Look through the data below. Collect every line where the word "scheduling" occurs.
# # # # #
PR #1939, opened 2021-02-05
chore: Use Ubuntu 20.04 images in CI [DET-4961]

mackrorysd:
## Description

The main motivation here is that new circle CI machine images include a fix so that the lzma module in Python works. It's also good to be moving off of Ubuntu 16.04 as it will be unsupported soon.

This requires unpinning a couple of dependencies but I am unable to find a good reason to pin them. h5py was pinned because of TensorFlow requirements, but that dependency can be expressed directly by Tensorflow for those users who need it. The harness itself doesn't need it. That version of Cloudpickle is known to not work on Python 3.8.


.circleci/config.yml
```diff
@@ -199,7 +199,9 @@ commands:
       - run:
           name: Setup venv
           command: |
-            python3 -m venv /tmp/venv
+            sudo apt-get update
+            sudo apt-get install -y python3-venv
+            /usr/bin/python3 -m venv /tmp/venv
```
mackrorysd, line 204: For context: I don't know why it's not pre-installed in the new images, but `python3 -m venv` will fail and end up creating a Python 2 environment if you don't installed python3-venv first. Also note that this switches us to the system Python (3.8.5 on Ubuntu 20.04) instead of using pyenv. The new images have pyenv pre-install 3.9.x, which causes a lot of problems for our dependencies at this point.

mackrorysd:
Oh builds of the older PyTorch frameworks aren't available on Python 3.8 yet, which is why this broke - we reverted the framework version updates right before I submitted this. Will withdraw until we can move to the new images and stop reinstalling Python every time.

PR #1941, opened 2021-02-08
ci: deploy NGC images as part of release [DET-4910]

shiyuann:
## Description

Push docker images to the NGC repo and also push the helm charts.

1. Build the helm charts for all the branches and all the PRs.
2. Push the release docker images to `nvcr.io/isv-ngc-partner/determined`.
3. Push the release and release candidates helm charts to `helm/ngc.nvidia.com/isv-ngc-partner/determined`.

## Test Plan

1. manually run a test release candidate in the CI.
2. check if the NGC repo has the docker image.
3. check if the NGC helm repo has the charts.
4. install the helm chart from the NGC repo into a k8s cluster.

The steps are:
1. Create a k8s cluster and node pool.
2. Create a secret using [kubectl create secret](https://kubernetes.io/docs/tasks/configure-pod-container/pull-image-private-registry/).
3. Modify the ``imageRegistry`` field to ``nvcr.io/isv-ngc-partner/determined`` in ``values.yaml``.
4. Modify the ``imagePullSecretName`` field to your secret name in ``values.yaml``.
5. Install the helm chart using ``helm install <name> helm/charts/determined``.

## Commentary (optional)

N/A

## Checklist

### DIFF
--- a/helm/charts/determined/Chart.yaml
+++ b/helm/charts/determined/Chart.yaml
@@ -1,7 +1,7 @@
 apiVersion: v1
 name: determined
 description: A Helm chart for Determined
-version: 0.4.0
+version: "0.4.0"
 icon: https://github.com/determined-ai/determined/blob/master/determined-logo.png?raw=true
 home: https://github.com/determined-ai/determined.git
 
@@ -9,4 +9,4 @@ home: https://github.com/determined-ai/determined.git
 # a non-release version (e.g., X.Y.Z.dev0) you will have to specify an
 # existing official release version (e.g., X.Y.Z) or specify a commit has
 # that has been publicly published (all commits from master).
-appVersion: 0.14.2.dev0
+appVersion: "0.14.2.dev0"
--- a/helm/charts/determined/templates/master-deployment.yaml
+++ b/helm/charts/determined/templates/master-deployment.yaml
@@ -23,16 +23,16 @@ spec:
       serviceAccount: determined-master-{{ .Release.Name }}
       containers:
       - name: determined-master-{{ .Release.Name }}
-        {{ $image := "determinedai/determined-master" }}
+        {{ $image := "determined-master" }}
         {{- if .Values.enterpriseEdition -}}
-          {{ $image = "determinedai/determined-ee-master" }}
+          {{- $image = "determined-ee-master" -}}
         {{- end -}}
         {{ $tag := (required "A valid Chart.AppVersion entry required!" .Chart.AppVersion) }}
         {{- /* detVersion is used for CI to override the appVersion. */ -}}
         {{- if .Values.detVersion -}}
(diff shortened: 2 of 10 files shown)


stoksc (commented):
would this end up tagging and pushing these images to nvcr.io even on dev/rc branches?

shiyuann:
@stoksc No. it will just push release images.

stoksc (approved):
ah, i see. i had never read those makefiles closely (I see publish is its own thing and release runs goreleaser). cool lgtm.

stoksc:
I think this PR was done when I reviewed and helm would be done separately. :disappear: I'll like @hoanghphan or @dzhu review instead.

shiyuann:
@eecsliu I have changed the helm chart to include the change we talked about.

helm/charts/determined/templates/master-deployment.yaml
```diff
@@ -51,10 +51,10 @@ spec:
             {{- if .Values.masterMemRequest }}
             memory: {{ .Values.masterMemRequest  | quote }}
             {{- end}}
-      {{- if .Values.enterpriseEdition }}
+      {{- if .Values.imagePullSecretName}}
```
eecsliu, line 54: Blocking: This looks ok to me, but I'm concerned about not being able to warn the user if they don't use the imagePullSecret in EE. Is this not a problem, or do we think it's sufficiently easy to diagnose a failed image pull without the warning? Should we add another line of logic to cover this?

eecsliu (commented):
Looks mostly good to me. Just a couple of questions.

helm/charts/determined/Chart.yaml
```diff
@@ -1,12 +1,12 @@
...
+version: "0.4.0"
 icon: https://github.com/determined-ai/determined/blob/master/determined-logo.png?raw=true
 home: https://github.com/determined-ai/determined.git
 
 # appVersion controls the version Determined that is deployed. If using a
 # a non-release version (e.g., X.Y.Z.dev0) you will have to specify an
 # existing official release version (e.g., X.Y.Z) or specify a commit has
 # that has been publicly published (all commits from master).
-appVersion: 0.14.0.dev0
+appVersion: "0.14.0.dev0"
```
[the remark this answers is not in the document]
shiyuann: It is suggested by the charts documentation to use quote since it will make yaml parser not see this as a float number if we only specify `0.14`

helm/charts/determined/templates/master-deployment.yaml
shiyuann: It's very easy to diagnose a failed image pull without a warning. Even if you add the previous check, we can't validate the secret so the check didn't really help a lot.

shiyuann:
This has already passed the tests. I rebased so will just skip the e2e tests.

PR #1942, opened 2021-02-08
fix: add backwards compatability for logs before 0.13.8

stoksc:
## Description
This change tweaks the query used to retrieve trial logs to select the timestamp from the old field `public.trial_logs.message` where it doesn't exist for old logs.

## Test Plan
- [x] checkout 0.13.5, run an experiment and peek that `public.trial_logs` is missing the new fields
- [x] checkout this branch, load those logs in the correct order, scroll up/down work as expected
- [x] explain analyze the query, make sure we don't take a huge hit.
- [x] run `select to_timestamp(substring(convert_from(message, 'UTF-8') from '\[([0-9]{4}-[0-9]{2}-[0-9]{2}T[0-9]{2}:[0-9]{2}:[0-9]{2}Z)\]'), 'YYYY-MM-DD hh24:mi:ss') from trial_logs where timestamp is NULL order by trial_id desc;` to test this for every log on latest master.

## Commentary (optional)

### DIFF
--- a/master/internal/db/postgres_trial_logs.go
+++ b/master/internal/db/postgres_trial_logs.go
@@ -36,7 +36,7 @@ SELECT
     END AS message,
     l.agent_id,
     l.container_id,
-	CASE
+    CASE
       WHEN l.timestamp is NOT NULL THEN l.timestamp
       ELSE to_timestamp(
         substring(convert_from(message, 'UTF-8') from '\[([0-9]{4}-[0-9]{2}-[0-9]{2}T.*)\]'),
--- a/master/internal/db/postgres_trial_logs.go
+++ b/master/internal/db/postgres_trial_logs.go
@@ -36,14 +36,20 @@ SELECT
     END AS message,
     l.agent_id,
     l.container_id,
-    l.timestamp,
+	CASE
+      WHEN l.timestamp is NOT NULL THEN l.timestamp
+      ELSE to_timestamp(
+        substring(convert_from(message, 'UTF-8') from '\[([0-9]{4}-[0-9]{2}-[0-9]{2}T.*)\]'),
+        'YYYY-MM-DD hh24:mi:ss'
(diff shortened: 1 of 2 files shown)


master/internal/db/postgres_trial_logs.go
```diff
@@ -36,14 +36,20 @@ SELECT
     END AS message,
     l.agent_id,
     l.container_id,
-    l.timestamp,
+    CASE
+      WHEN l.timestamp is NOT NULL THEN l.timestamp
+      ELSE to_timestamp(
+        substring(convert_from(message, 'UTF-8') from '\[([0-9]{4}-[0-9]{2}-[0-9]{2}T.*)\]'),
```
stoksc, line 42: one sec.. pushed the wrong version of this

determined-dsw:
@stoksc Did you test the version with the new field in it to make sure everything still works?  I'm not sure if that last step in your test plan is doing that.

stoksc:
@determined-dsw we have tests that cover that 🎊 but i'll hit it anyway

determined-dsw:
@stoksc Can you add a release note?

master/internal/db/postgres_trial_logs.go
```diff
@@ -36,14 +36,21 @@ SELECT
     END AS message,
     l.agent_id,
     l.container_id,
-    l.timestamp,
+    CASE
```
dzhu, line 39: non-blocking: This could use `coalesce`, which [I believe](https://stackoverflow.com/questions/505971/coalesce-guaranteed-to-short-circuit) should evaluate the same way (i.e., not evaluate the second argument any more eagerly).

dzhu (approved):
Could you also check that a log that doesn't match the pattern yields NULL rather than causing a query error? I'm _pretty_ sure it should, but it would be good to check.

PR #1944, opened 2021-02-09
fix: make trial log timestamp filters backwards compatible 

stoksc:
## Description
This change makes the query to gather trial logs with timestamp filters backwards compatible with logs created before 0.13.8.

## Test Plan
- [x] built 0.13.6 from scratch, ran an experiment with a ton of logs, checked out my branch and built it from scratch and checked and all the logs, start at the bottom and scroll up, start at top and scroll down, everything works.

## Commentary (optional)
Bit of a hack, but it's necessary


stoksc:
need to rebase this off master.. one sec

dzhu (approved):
# # # # #
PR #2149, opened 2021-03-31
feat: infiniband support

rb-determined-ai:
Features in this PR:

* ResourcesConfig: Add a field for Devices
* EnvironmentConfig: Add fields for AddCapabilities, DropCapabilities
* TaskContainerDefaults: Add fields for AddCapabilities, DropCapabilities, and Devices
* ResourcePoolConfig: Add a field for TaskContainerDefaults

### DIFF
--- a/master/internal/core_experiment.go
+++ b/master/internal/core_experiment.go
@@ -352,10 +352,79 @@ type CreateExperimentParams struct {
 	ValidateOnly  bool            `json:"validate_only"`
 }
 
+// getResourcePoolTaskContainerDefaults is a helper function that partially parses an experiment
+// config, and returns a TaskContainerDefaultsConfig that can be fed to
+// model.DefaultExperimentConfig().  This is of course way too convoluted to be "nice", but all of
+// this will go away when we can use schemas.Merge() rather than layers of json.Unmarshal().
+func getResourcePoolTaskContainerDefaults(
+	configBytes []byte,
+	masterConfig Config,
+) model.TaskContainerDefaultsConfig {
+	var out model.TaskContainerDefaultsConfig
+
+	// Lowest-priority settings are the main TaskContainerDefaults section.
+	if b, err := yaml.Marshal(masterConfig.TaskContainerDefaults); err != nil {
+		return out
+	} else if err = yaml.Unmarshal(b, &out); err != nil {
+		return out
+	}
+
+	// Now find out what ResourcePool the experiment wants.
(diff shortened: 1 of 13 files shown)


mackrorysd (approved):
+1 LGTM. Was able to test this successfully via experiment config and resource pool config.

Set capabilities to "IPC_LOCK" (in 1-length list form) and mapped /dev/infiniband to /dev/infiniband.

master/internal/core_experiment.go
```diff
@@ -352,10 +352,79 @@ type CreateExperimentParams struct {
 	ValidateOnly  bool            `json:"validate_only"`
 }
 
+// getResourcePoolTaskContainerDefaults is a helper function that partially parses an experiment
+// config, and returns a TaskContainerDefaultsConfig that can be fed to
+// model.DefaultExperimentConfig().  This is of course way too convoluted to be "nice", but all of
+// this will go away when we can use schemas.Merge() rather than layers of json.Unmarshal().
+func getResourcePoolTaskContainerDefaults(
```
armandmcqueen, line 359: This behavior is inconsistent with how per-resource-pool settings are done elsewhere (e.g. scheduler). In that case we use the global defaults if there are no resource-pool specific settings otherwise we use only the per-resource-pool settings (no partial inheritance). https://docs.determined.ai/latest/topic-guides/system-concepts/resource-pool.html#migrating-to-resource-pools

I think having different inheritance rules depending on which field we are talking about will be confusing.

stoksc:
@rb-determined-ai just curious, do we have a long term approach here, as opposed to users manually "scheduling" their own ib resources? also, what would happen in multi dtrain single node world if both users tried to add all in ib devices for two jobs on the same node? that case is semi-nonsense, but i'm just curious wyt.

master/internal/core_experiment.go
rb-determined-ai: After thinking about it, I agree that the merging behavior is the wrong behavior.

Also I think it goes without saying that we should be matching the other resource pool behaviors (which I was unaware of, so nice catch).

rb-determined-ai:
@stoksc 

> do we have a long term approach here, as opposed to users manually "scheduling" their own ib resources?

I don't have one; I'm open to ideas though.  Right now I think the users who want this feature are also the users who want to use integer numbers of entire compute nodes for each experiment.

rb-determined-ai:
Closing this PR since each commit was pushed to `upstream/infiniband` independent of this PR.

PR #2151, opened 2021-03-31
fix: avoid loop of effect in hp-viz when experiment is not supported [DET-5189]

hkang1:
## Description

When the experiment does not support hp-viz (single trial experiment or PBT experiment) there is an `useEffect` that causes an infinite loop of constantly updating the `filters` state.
# # # # #
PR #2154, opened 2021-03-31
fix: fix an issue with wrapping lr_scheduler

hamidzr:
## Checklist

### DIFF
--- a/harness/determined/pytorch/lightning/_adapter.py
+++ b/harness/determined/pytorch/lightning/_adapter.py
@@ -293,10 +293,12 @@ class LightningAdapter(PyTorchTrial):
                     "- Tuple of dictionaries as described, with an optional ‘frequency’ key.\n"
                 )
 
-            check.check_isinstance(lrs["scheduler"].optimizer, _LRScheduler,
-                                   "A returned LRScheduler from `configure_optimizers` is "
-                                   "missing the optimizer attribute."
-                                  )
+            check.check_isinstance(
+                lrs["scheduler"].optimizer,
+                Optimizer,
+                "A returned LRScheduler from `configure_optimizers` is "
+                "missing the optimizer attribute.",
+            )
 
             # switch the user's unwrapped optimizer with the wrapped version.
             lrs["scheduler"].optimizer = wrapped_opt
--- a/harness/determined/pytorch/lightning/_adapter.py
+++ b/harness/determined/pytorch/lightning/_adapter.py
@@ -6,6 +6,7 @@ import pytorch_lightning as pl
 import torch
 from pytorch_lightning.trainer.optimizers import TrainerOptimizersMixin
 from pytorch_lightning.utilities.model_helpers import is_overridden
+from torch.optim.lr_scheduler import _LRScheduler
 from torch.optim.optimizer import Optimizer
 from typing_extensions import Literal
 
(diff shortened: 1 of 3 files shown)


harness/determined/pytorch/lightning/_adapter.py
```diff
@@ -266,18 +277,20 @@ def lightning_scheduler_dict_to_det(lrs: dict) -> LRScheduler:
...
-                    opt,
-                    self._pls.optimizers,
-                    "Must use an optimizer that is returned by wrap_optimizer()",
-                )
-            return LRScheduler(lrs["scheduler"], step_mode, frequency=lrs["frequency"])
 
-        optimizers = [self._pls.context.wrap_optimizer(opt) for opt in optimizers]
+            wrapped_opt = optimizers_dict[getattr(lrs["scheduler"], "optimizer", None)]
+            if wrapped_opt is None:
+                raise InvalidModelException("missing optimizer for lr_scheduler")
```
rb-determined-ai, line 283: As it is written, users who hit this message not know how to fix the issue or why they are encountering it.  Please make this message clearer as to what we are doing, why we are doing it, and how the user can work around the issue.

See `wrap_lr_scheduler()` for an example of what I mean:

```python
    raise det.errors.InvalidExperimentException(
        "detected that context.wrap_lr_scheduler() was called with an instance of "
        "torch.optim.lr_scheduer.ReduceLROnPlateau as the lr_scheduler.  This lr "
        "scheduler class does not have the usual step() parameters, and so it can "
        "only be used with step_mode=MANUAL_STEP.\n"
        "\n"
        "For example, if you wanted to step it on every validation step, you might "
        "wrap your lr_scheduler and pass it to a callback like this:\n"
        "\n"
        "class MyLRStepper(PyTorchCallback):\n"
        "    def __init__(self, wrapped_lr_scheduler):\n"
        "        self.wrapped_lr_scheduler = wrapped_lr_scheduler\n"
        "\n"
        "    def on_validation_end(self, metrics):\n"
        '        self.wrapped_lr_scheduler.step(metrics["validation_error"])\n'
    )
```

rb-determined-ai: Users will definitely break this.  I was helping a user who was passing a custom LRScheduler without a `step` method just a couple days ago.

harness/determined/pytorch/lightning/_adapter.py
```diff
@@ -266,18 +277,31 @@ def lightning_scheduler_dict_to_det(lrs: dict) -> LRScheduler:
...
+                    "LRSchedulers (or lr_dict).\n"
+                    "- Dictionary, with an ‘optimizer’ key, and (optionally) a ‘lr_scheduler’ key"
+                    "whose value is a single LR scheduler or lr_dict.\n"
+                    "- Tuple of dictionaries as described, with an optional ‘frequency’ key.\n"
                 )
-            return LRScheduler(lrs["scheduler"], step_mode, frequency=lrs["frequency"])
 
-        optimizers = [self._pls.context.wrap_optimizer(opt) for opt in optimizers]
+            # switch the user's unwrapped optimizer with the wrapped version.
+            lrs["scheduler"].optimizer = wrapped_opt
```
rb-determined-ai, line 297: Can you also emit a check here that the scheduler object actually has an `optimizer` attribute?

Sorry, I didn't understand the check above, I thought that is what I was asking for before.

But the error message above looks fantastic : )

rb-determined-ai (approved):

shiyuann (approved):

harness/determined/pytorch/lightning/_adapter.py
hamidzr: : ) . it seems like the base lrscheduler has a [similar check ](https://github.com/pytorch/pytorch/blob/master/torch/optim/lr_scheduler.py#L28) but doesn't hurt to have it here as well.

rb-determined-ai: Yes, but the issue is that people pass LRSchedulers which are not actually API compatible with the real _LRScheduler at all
# # # # #
Your solution
@rb-determined-ai just curious, do we have a long term approach here, as opposed to users manually "scheduling" their own ib resources? also, what would happen in multi dtrain single node world if both users tried to add all in ib devices for two jobs on the same node? that case is semi-nonsense, but i'm just curious wyt.
> do we have a long term approach here, as opposed to users manually "scheduling" their own ib resources?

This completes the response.